5. Since cells and blood cells change their electrical response characteristics and surface condition depending on their life and death, they can be sorted and discriminated by life and death by combining with 4.

  FIG. 1 is a plot of the vibration amplitudes of chromosomes of different sizes in an alternating electric field versus the alternating voltage frequency. As can be seen from the figure, the oscillation amplitude decreases with increasing AC voltage frequency for any size chromosome, and larger size chromosomes also at lower frequency AC fields compared to smaller chromosomes. Obviously it becomes impossible to respond.

  By utilizing the vibration behavior characteristics of chromosomes of different sizes in such an alternating electric field and using the voltage modulation waveform shown in FIG. 2 for selection, a high-speed and ultra-small chromosome sorter can be realized.

  An example is shown in FIG. Under these conditions (frequency: 1 Hz, applied voltage: 10 Vpp, rise time: 250 milliseconds, fall time: 40 milliseconds), small size chromosomes overtake large size chromosomes as shown in the figure. The situation is observed. In this case, the chromosome of 3 μm size showed a movement of 5 μm per pulse, and the chromosome of 9 μm size showed a movement of 0.2 μm per pulse.

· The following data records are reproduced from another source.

PR #18551, opened 2026-06-05
Feature: Optional indexed search backend (C# search service)

### LINKED ISSUE #5845: Feature request: Everything search integration
The current solution for searching for files does work, but I believe we can add value if we use Everything Search when we detect it's installed. Everything Search can index and search for files much faster than the current method and will help users be more productive.

Wingingbump:
**Resolved / Related Issues**

There is no `Ready to build` issue number for this yet — this PR is opened at a maintainer's request in Discord to start the design discussion around a faster, optional search backend. Happy to file/link a tracking issue if preferred.

Closes #5845

**Summary**

Adds an **opt-in indexed search backend** alongside the existing `Windows.Storage.Search` path. The current provider remains the default; nothing changes unless the user explicitly enables indexed search.

- A standalone C# Windows Service (`files-search-service.exe`) maintains an in-memory inverted + trigram filename index over the user's home directory, kept live by a `ReadDirectoryChangesW` watcher with process throttling so it stays out of the way.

  FIG. 4 is a cross-sectional view of a microfluidic device having a size of several centimeters. A microelectrode is produced on a glass substrate, a very shallow pot is formed with a polymer, and charged particles as a sample are accommodated in the pot. The device is inexpensive and disposable.

  FIG. 5 is an overview of the particle sorting apparatus according to the present invention, which includes the microfluidic device chip and a notebook computer that generates an arbitrary voltage waveform. In an alternating electric field, the mobility of small chromosomes is greater than the mobility of large chromosomes, so they move farther away and can be sorted by size. This is moved to a collection pot by a DC electric field and collected. Therefore, a large chromosome is recovered in the pot A close to the sample introduction port, and a small chromosome is recovered in the distant pot C.

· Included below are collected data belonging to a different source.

PR #18554, opened 2026-06-06
Fix: Fixed issue with opening files from jar archives

### LINKED ISSUE #18533: Bug: Cannot open files inside a .jar archive by double-clicking like in .zip archive
### Description

Files allows users to browse the contents of a .jar file just like a .zip archive. However, double-clicking any file inside the archive does nothing.

### Steps To Reproduce

1. Set a default application to open .class files (e.g., Notepad).
2. Download [yamlbeans-1.17.jar](https://github.com/EsotericSoftware/yamlbeans/releases/download/1.17/yamlbeans-1.17.jar).
3. Open yamlbeans-1.17.jar using Files, navigate to the com\esotericsoftware\yamlbeans directory, and double-click any .class file.

### Files Version

4.1.1.0

### Windows Version

Windows 11 26200.8246

### User ID

_No response_

### Log File

[debug.log](https://github.com/user-attachments/files/28431487/debug.log)

marko1olo:
**Resolved / Related Issues**

- Closes #18533

**Summary**

- Launch files inside browsable archives through their streamed `StorageFile` representation instead of passing the virtual archive path to the Win32 shell path.
- Initialize `LauncherOptions` with the Files window handle for the archive-entry launch path, matching the nearby user-initiated launcher flows.
- Keep the existing Win32 fallback if the WinRT file launch fails.
- Leave normal filesystem files and the existing image-specific neighboring-files flow unchanged.

**Why**

Files inside archives such as `.jar` have virtual paths like `archive.jar\path\File.class`. Passing that path to the Win32 shell does not point at a real filesystem item, so double-clicking non-image files inside `.jar` archives can do nothing. `ZipStorageFile.ToStorageFileAsync()` already materializes archive entries as streamed `StorageFile` objects, which is the launch path used for archive images.

1. Ran `git diff --check`.
2. Restored the missing server assets with `dotnet restore src\Files.App.Server\Files.App.Server.csproj -p:Platform=x64 --nologo`.
3. Ran `dotnet build src\Files.App\Files.App.csproj -c Debug -p:Platform=x64 --no-restore --nologo`; the build reached the app XAML compilation stage, then failed with `WMC9999` because the local XAML compiler package could not load `Microsoft.UI.Xaml.Markup.Compiler.ErrorMessages.resources`.
4. Compared the new archive-entry launch path with the existing image and app-picker launch paths in `NavigationHelpers.OpenFile`.

### DIFF
--- a/src/Files.App/Helpers/Navigation/NavigationHelpers.cs
+++ b/src/Files.App/Helpers/Navigation/NavigationHelpers.cs
@@ -759,6 +759,24 @@ namespace Files.App.Helpers
 									if (!launchSuccess)
 										await Win32Helper.InvokeWin32ComponentAsync(path, associatedInstance, args);
 								}
+								else if (childFile.Item is ZipStorageFile zipStorageFile)
+								{
+									var options = InitializeWithWindow(new LauncherOptions());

  Thus, a chromosome sorter can be realized with a compact and simple apparatus configuration. In principle, this sorting technique is applicable to sorting colloidal particles as well as other biomolecules such as cells and DNA, since any type can be used as long as it is a charged substance. Already, operation experiments with colloidal particles of different sizes have been carried out to prove the principle.

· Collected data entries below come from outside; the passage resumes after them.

PR #18560, opened 2026-06-07
Feature: Added banner when Network Discovery is turned off in Windows

### LINKED ISSUE #9735: Prompt to enable network discovery when clicking the Network option
### What's the Problem?

Currently if it disabled it just shows a blank folder.

### Solution/Idea

There should be a prompt to enable network discovery on windows

### Alternatives

*

### Priorities

_No response_

### Files Version

_No response_

### Windows Version

_No response_

### Comments

_No response_

0x5bfa:
### Resolved / Related Issues

- Closes #9735

1. Turn off the Network Discovery from `Settings > Network & internet > Advanced network settings > Advanced sharing settings`
2. Go to `Network` from the sidebar

image

### DIFF
--- a/src/Files.App/Strings/en-US/Resources.resw
+++ b/src/Files.App/Strings/en-US/Resources.resw
@@ -4328,6 +4328,15 @@
   <data name="OpenSettings" xml:space="preserve">
     <value>Open settings</value>
   </data>
+  <data name="NetworkDiscoveryTurnedOffInfoBarMessage" xml:space="preserve">
+    <value>Network discovery is turned off. Network computers and devices are not visible.</value>
+  </data>
+  <data name="FileSharingTurnedOffInfoBarMessage" xml:space="preserve">
+    <value>File sharing is turned off. Some network computers and devices might not be visible.</value>
+  </data>
+  <data name="NetworkDiscoveryAndFileSharingTurnedOffInfoBarMessage" xml:space="preserve">
+    <value>Network discovery and file sharing are turned off. Network computers and devices are not visible.</value>
+  </data>
   <data name="VisualStudioCode" xml:space="preserve">
     <value>Visual Studio Code</value>
   </data>
--- a/src/Files.App/ViewModels/ShellViewModel.cs
+++ b/src/Files.App/ViewModels/ShellViewModel.cs
@@ -172,6 +172,7 @@ namespace Files.App.ViewModels
 		private CancellationTokenSource searchCTS;
 		private CancellationTokenSource updateTagGroupCTS;
 		private CancellationTokenSource? filterDebounceCS;
+		private CancellationTokenSource? networkAvailabilityCTS;
 
 		public event EventHandler FocusFilterHeader;
 
@@ -308,6 +309,38 @@ namespace Files.App.ViewModels
 		{
 			get => emptyTextType;
 			set => SetProperty(ref emptyTextType, value);
+		}
+
+		private bool isNetworkDiscoveryInfoBarOpen;
+		public bool IsNetworkDiscoveryInfoBarOpen
+		{
+			get => isNetworkDiscoveryInfoBarOpen;
+			set => SetProperty(ref isNetworkDiscoveryInfoBarOpen, value);
+		}
+
+		private NetworkAvailability networkAvailability = NetworkAvailability.All;
+		public NetworkAvailability NetworkAvailability
+		{
+			get => networkAvailability;
+			private set
+			{
+				if (SetProperty(ref networkAvailability, value))
+					OnPropertyChanged(nameof(NetworkDiscoveryInfoBarMessage));
+			}
+		}
+
+		public string NetworkDiscoveryInfoBarMessage
+		{
+			get
+			{
+				return NetworkAvailability switch
+				{
+					NetworkAvailability.None => Strings.NetworkDiscoveryAndFileSharingTurnedOffInfoBarMessage.GetLocalizedResource(),
+					NetworkAvailability.Discovery => Strings.FileSharingTurnedOffInfoBarMessage.GetLocalizedResource(),
+					NetworkAvailability.Sharing => Strings.NetworkDiscoveryTurnedOffInfoBarMessage.GetLocalizedResource(),
+					_ => string.Empty,
+				};
+			}
 		}
 
 		public async Task UpdateFolderThumbnailImageSource()
@@ -735,6 +768,8 @@ namespace Files.App.ViewModels
 		{
 			Debug.WriteLine("CancelLoadAndClearFiles");
 			CloseWatcher();
+			CancelNetworkAvailabilityUpdate();
+			IsNetworkDiscoveryInfoBarOpen = false;
 			if (IsLoadingItems)
 			{
 				IsLoadingCancelled = true;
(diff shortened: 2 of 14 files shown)


0x5bfa:
We need better check for the network discovery being turned off. I have an idea.

src/Files.App/Strings/en-US/Resources.resw
```diff
@@ -4304,6 +4304,12 @@
   <data name="OpenSettings" xml:space="preserve">
     <value>Open settings</value>
   </data>
+  <data name="NetworkDiscoveryInfoBarTitle" xml:space="preserve">
+    <value>Network discovery might be turned off</value>
```
yair100:
```suggestion
    <value>Network discovery is turned off</value>
```

src/Files.App/Strings/en-US/Resources.resw
```diff
@@ -4304,6 +4304,12 @@
...
+  </data>
+  <data name="NetworkDiscoveryInfoBarMessage" xml:space="preserve">
+    <value>Network devices may not appear when network discovery is turned off. Open Windows Settings to enable it.</value>
```
yair100:
```suggestion
    <value>Network devices will not appear when network discovery is turned off. Open Windows Settings to enable it.</value>
```

src/Files.App/Views/Layouts/GridLayoutPage.xaml
```diff
@@ -973,13 +973,9 @@
 	</local:BaseGroupableLayoutPage.Resources>
 
 	<Grid x:Name="RootGrid" ContextFlyout="{x:Bind BaseContextMenuFlyout}">
-		<Grid.RowDefinitions>
```
yair100, line 975: Why were the RowDefinitions removed?

src/Files.App/Views/MainPage.xaml
```diff
@@ -229,18 +230,34 @@
 						TabIndex="2"
 						Visibility="{x:Bind ViewModel.ShowToolbar, Mode=OneWay}" />
 
+					<InfoBar
```
yair100, line 234: Is there a chance we'll want to reuse this info bar for other purposes as well? If so, we'll want to make it more generic with support for customizing the content and action.

src/Files.App/Views/MainPage.xaml.cs
```diff
@@ -203,6 +203,11 @@ private void UpdateNavToolbarProperties()
 				InnerNavigationToolbar.ViewModel = SidebarAdaptiveViewModel.PaneHolder?.ActivePaneOrColumn.ToolbarViewModel;
 		}
 
+		private async void OpenNetworkAdvancedSettingsButton_Click(object sender, RoutedEventArgs e)
+		{
+			await Windows.System.Launcher.LaunchUriAsync(new Uri("ms-settings:network-advancedsettings"));
```
Josh65-2201: It would be better to have this directly enable it for the current network like Windows File Explorer does or go to `ms-settings:network-advancedsharing` as that where it can be enabled.

src/Files.App/Views/Layouts/GridLayoutPage.xaml
0x5bfa: THis wasn't used and thought its not worth creating a separate PR.
Should I revert?

src/Files.App/Views/MainPage.xaml
0x5bfa: I'm not sure. Since there's a Button specific to this scenario, I don't think we can reuse this InfoBar.

src/Files.App/Views/Layouts/GridLayoutPage.xaml
yair100: We might as well remove it, thanks for noticing!

src/Files.App/Views/MainPage.xaml
yair100: Sounds good for now, just something to keep in mind for the future.

src/Files.App/Views/MainPage.xaml.cs
yair100: This would be ideal, but we should also consider the risks of modifying a setting in Windows from Files.

Josh65-2201: Not sure what risk there would be if it's done the same way as Windows File Explorer.

0x5bfa: File Explorer is signed by Windows, which means auto-elevation is supported by default. However Files is not signed by Windows so it requires to prompt a UAC dialog. I found the implementation of this pop bar in Explorer and did the same, it didn't work for Files ([it did work on CLI though](https://github.com/0x5bfa/windows-shell-pocs/blob/main/DtshPoc.cs#L289-L321)). I'm not sure it's that worth it to look into deeper.

maihcx: I've discovered that if you create a Task Scheduler task with "Run with highest privileges" enabled, you can launch certain processes with administrative privileges simply by invoking that task.

image

mdtauk:
Just a slight aesthetic nit pick.  Could you please adjust the corner radius for the InfoBar so it matches the pane rounding, and the toolbar rounding.

src/Files.App/Views/MainPage.xaml.cs
0x5bfa: We have an exact process for that purpose in Files.App.Server but it's not currently working (works but doesn't work for a certain case; when the consumer is launched as admin). When it gets resolved, we would certainly should add an option to directly enable this.

But for the time being, we should just let users open Settings and enable it.

Josh65-2201: In that case, it can be change to go to `ms-settings:network-advancedsharing` as it's more direct way to enable it.

yair100 (dismissed):
LGTM

src/Files.App/ViewModels/ShellViewModel.cs
```diff
@@ -787,7 +789,14 @@ public string? SearchHeaderTitle
 
 		public void UpdateEmptyTextType()
 		{
-			EmptyTextType = FilesAndFolders.Count == 0 ? (IsSearchResults ? EmptyTextType.NoSearchResultsFound : EmptyTextType.FolderEmpty) : EmptyTextType.None;
+			var isFolderEmpty = FilesAndFolders.Count == 0;
+
+			IsNetworkDiscoveryInfoBarOpen =
```
yair100: Is there a more accurate way to determine the network discovery state than by checking the item count?

Josh65-2201:
As my Windows install of network page is broken I ran in it in a Windows 10 VM, 
19045 doesn't have support for `ms-settings:network-advancedsharing` and would need to open control panel using `control /name Microsoft.NetworkAndSharingCenter` to go to the correct area


Windows 11 works perfectly

yair100:
I wouldn't worry about 19045.

Josh65-2201:
Doesn't Files still support Windows 10? 19045 is the build number for the last version of it.

Josh65-2201 (dismissed):

0x5bfa:
> As my Windows install of network page is broken I ran in it in a Windows 10 VM,
> 19045 doesn't have support for `ms-settings:network-advancedsharing` and would need to open control panel using `control /name Microsoft.NetworkAndSharingCenter` to go to the correct area

There's an undocumented API to open Control Panel, which in this scenario File Explorer also uses. I've just introduced it and implemented the same detection logic as File Explorer does.

PTAL @yair100 @Josh65-2201

0x5bfa:
Three states:

image

image

image

src/Files.App/ViewModels/ShellViewModel.cs
0x5bfa: Implemented the same logic as the Explorer.

Josh65-2201 (dismissed):

src/Files.App/ViewModels/ShellViewModel.cs
```diff
@@ -787,7 +816,69 @@ public string? SearchHeaderTitle
 
 		public void UpdateEmptyTextType()
 		{
-			EmptyTextType = FilesAndFolders.Count == 0 ? (IsSearchResults ? EmptyTextType.NoSearchResultsFound : EmptyTextType.FolderEmpty) : EmptyTextType.None;
+			var isFolderEmpty = FilesAndFolders.Count == 0;
+
+			var shouldCheckNetworkAvailability =
```
yair100, line 832: Is there a reason we call this code from `UpdateEmptyTextType()`?

0x5bfa: Good catch, fixed.

src/Files.App/Views/MainPage.xaml.cs
```diff
@@ -28,6 +28,7 @@ public sealed partial class MainPage : Page
 		public IUserSettingsService UserSettingsService { get; }
 		private readonly IWindowContext WindowContext = Ioc.Default.GetRequiredService<IWindowContext>();
 		private readonly ICommandManager Commands = Ioc.Default.GetRequiredService<ICommandManager>();
+		private readonly INetworkService NetworkService = Ioc.Default.GetRequiredService<INetworkService>();
```
yair100: I think this can be reverted.

0x5bfa: Reverted.

yair100:
LGTM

The figure which plotted the vibration amplitude of the chromosome of a different size in an alternating current electric field with respect to alternating current voltage frequency. An example of a voltage modulation waveform. Here is an asymmetric bipolar waveform. Characteristics of vibration behavior of chromosomes of different sizes. Sectional drawing of a microfluidic device. The whole conceptual diagram of the particle sorter concerning the invention in this application.

Claims (2)

In a method of sorting charged particles having a size of 1 mm or less, the particles having different sizes are accommodated in a microfluidic device chip, and a voltage modulation waveform having an asymmetric bipolar waveform is applied to the particles, thereby A particle sorting method characterized by sorting. A particle sorting apparatus comprising: a microfluidic device chip that stores charged particles having different sizes of 1 mm or less; and an application unit that applies a voltage modulation waveform having an asymmetric bipolar waveform to the particles.